- Born: March 18, 1902 Korenevo, Russian Empire
- Died: April 19, 1975 (aged 73) Buenos Aires, Argentina
- Citizenship: Argentina
- Education: Kiev Art Institute
- Known for: portraits, landscapes, still life
- Movement: Post-Impressionism

= Olga Gurski =

Ukrainian artist (1902–1975)

Olga Gurski (Ольга Сергіївна Гурська; March 19, 1902 – April 19, 1975), her surname sometimes given as Gursky or Kriukow (after her husband Boris Kriukow), was a Ukrainian Argentine painter.

== Life and work ==

Olga Gurski traces her descent from an old Ukrainian, formerly Polish, and before that Czech nobility of the 13th century, of the Sternberg coat of arms. It should be mentioned that, fearing the Soviet Russian repressions, she buried the documents she was entrusted with by her dying father, — some of them dating from the 18th century, when the old lineage settled in Chernigov in the Russian Empire (currently in Ukraine) — and only disinterred them in 1943, during World War II.

She graduated from the Kiev Art School in 1929. In 1943, she moved to the West: at first to Lviv, later to Austria. There, having settled in Gmunden, on the Lake Traun, she took part in various art exhibitions (Linz, Salzburg), where her paintings were highly praised by the critics.

In 1948, she emigrated to Argentina, took up her residence in Buenos Aires, and became a citizen of that country.

Exhibitions of her paintings were held almost every year in Buenos Aires' renowned art galleries, such as Müller, Van Riel, Whitcomb, etc., and in the United States and Canada as well. From the Buenos Aires Provincial Government, she received a special invitation to exhibit her works in Mar del Plata, the famous sea side resort.

Colored plates of some of her canvases illustrated the women's magazine :es:Para tí.

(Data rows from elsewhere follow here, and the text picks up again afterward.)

PR #2, opened 2020-11-05
Packaging updates and CI configuration

zultron:
This PR further adjusts packaging so that `rosdep` can compute dependencies.

It adds a `moveit_ci` configuration that at least partly passes on Travis CI; the main tests fail because the source-based dependencies run over the max 45 minute time limit on Travis.  See [this build][1] for example.

[1]: https://travis-ci.com/github/zultron/Universal_Robots_ROS2_Driver/builds/198565397


nbbrooks:
Do you have an idea of which dep (hopefully just one) is using up the bulk of the time?

zultron:
> Do you have an idea of which dep (hopefully just one) is using up the bulk of the time?

These are the biggies:
```
Finished <<< moveit_core [20min 36s]
Finished <<< moveit_planners_ompl [15min 5s]
Finished <<< moveit_servo [11min 47s]
Finished <<< moveit_ros_robot_interaction [6min 23s]
```

zultron:
...although this may actually succeed now, since caching is in place.  I broke something since that previous, promising CI run; let me fix it and maybe we'll see this pass.

Universal_Robots_Client_Library/CMakeModules/DefineCXX17CompilerFlag.cmake
```diff
@@ -1,27 +1,29 @@
...
 #
 #   <var>  - variable to store the resulting flag
 #
-# Use this to find the compiler option to enable C++17 compilation. This is usefull
-# on cmake versions / use cases which do not support CXX_STANDARD.
-# Use this in conjunction with target_compiler_option():
+# Use this to find the compiler option to enable C++17
+# compilation. This is usefull on cmake versions / use cases which do
+# not support CXX_STANDARD.  Use this in conjunction with
+# target_compiler_option():
```
AndyZe, line 17: I'm just curious, did clang format trim the text like this?

Universal_Robots_Client_Library/package.xml
```diff
@@ -1,14 +1,9 @@
 <?xml version="1.0"?>
-<?xml-model href="http://download.ros.org/schema/package_format2.xsd" schematypens="http://www.w3.org/2001/XMLSchema"?>
-<package format="2">
+<?xml-model href="http://download.ros.org/schema/package_format3.xsd" schematypens="http://www.w3.org/2001/XMLSchema"?>
+<package format="3">
   <name>ur_client_library</name>
   <version>0.1.1</version>
```
AndyZe, line 5: Perhaps we should set the version to 0.0.0 for now

deprecated_ros1_pkgs/controller_stopper/package.xml
```diff
@@ -1,5 +1,6 @@
 <?xml version="1.0"?>
-<package format="2">
+<?xml-model href="http://download.ros.org/schema/package_format3.xsd" schematypens="http://www.w3.org/2001/XMLSchema"?>
+<package format="3">
```
AndyZe, line 3: For these packages in /deprecated_ros1_pkgs, I wasn't planning to build them. They don't seem necessary in the short term.

Just a note so you don't spend time on this deprecated folder in the future.  (Maybe we should just delete the folder?)

ur_description/package.xml
```diff
@@ -17,11 +15,16 @@
...
+  <author>Kelsey Hawkins</author>
+  <author>Mathias Ludtke</author>
+  <author>Felix Messmer</author>
+
   <buildtool_depend>ament_cmake</buildtool_depend>
 
   <exec_depend>joint_state_publisher</exec_depend>
   <exec_depend>robot_state_publisher</exec_depend>
-  <exec_depend>rviz</exec_depend>
+  <exec_depend>rviz2</exec_depend>
```
AndyZe, line 27: good catch!

.repos.yaml
```diff
@@ -0,0 +1,45 @@
+repositories:
```
AndyZe, line 1: It would be great if you added instructions on using this to the README. Is it something like this:

`vcs import < Universal_Robots_ROS2_Driver/.repos.yaml`

AndyZe: I think this is a good way to do it

Universal_Robots_Client_Library/CMakeModules/DefineCXX17CompilerFlag.cmake
AndyZe: It's strange that it's trimming around 70-character length. Usually it's 80 or 120, I think. Should be 120 to match MoveIt2, I believe

AndyZe: Possibly should just revert the changes to this file

AndyZe (commented):
Make the addition to the README, set the version to 0.0.0, and address my text formatting question, then it looks good to merge!

If you agree, I think we can merge it without CI passing. Since we're trying to move fast

gavanderhoorn:
Just curious: why are we building MoveIt2 from sources in the CI setup of a robot driver?

AndyZe:
That's a good point.

Another issue is that MoveIt2 froze the version of ros2_control they're using at an older commit (https://github.com/ros-planning/moveit2/blob/a810037e697c25e8df74a049fed6cca55ff8e874/moveit2.repos#L23).

I guess moveit2 should be removed from the build for now.

Universal_Robots_Client_Library/CMakeModules/DefineCXX17CompilerFlag.cmake
zultron: > I'm just curious, did clang format trim the text like this?

The `ament_cmake_lint` test complained (all errors are pasted into the commit log):

    Universal_Robots_Client_Library/CMakeModules/DefineCXX17CompilerFlag.cmake:4: Lines should be <= 80 characters long [linelength]

Emacs `M-q` did the actual wrapping; you're right, the `fill-column` variable default is `70`.  I added a `.dir-locals.el` file to set that variable to `80`, matching `ament_cmake_lint`.

Universal_Robots_Client_Library/package.xml
zultron: Done.  Thanks!

deprecated_ros1_pkgs/controller_stopper/package.xml
zultron: Ha ha, with my emacs macros, it's actually more work to make exceptions!

The `ur_robot_driver/launch/ur_control.launch` file still refers to `controller_stopper`.  I'll just remove `ur_calibration` for now.

.repos.yaml
zultron: Done.

zultron:
> Just curious: why are we building MoveIt2 from sources in the CI setup of a robot driver?

Hello, Gijs!

This package uses [moveit_ci][1], which runs `rosdep install -y -q -n --from-paths . --ignore-src --rosdistro foxy`.  That runs through all `package.xml` files searching for dependencies' `rosdep` keys.  There are no such keys for packages in the `moveit2` distribution, since that hasn't been released to Foxy yet.  So instead I added the `.repos.yaml` file to `$UPSTREAM_WORKSPACE` so `moveit_ci` can satisfy the `rosdep`s by building from source.

I don't see any way to add a `rosdep install --skip-keys [moveit-related rosdep keys]` argument in `moveit_ci`.  If there's a better way, I'm all ears!  This is a pretty heavy build, and before `ccache` is primed, it exceeds the Travis CI job time limit.

[1]: https://github.com/ros-planning/moveit_ci

zultron:
Tests are failing on compiler warnings, but otherwise the linters and regression tests are passing.

The main/`g++` build warnings all resemble the following,  `-Wredundant-decls` warnings from the `ur_dashboard_msgs` package in `.cpp` code generated from `SetMode.action` by the `rosidl` `fastrtps` packages.

```
/opt/ws_moveit/build/ur_dashboard_msgs/rosidl_typesupport_fastrtps_cpp/ur_dashboard_msgs/action/detail/dds_fastrtps/set_mode__type_support.cpp:684:6: warning: redundant redeclaration of ‘bool ur_dashboard_msgs::action::typesupport_fastrtps_cpp::cdr_serialize(const SetMode_Goal&, eprosima::fastcdr::Cdr&)’ in same scope [-Wredundant-decls]
  684 | bool cdr_serialize(
      |      ^~~~~~~~~~~~~
/opt/ws_moveit/build/ur_dashboard_msgs/rosidl_typesupport_fastrtps_cpp/ur_dashboard_msgs/action/detail/dds_fastrtps/set_mode__type_support.cpp:31:1: note: previous declaration of ‘bool ur_dashboard_msgs::action::typesupport_fastrtps_cpp::cdr_serialize(const SetMode_Goal&, eprosima::fastcdr::Cdr&)’
   31 | cdr_serialize(
      | ^~~~~~~~~~~~~
```

The `clang` build fails on warnings from the `ur_client_library` package, all `-Wunused-parameter` warnings except for one `-Wdelete-abstract-non-virtual-dtor` warning.

```
In file included from /opt/ws_moveit/src/Universal_Robots_ROS2_Driver/Universal_Robots_Client_Library/examples/rtde_client.cpp:28:
In file included from /opt/ws_moveit/src/Universal_Robots_ROS2_Driver/Universal_Robots_Client_Library/include/ur_client_library/rtde/rtde_client.h:31:
[1m/opt/ws_moveit/src/Universal_Robots_ROS2_Driver/Universal_Robots_Client_Library/include/ur_client_library/comm/pipeline.h:215:36: [0m[0;1;35mwarning: [0m[1munused parameter 'name' [-Wunused-parameter][0m
  virtual void started(std::string name)
[0;1;32m                                   ^
```

Unless watchers have an easy fix, I'm not going to try to fix these for this PR.  All other review comments are addressed.  Ready for merge!

gavanderhoorn:
> This package uses [moveit_ci](https://github.com/ros-planning/moveit_ci), which runs `rosdep install -y -q -n --from-paths . --ignore-src --rosdistro foxy`. That runs through all `package.xml` files searching for dependencies' `rosdep` keys. There are no such keys for packages in the `moveit2` distribution, since that hasn't been released to Foxy yet. So instead I added the `.repos.yaml` file to `$UPSTREAM_WORKSPACE` so `moveit_ci` can satisfy the `rosdep`s by building from source.
> 
> I don't see any way to add a `rosdep install --skip-keys [moveit-related rosdep keys]` argument in `moveit_ci`. If there's a better way, I'm all ears! This is a pretty heavy build, and before `ccache` is primed, it exceeds the Travis CI job time limit.

Which package is bringing in MoveIt as a dependency?

Afaik, none of the packages in `Universal_Robots_ROS_Driver` depend on it.

AndyZe:
I think I'll get this PR merged because @zultron needs to move on to other things. In a follow-up PR, I'll try to address @gavanderhoorn's comments, which are:

- ignore ur5_moveit_config in the CI build

- Do not include moveit2 in .repos.yaml

(if I understand correctly)

AndyZe:
Also, use a fork of Universal_Robots_Client_Library instead of copy/pasting into this repo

After numerous experiments concerning a painting technique to adopt, she definitely turned to a manner which can best be described as a late Post-Impressionism, where, as quoted be the art critic Pedro H. Bidart, "the colors flow like a piece of music by Ravel, or Debussy".

== Exhibitions ==

=== Some exhibition (incomplete) ===

- 1943 — Ukrainian Central Committee. Union of Ukrainian Artists in Lviv.
- 1946 — Ukrainian Art Exhibition — Salzburg, 6–10 October.
- 1947 — Austrian Association of Art Professionals. Upper Austrian Branch. Linz, 28 August — 18 September.
- 1954 — Müller Gallery, Buenos Aires. Solo exhibition, 23 August — 4 September.
- 1955 — Müller Gallery, Buenos Aires. Solo exhibition, 5–17 September.
- 1956 — Van Riel Gallery, Buenos Aires. Solo exhibition, October.
- 1957 — Art Gallery "Hotel Provincial", Mar del Plata. Personal Exhibition, upon a special invitation of the Ministry of Economy, division Tourism & Parks (B. A. Province), 15–24 April.
- 1958 — Ukrainian Association "Prosvita", Buenos Aires, 6–20 September.
- 1959 — "Prosvita" Spring Art Exhibition, Association of Ukrainian Artists in Argentina, Buenos Aires, 3–20 October.
- 1965 — Literature & Art Club Association of Ukrainian Artists in America. New York City, 2–16 May.
- 1965 — Buenos Aires City Council. Hall of Exhibitions.
- 1967 — Alvear Palace Hotel. Solo exhibition, Buenos Aires, 25 May — 13 June.
- 1968 — Ukrainian Women's Association, Dept. 64, New York, 20 October — 3 November.
- 1972 — Ukrainian Women's Association, XVI Exhibition of Women Artists, New York City, 19–26 November.
- 1972 — World Foundation of Ukrainian Women's Associations. Exhibition of Ukrainian Artists, Philadelphia 24 November — 3 December.
- 1972 — Haus der Begegnung, Munich, 15 November.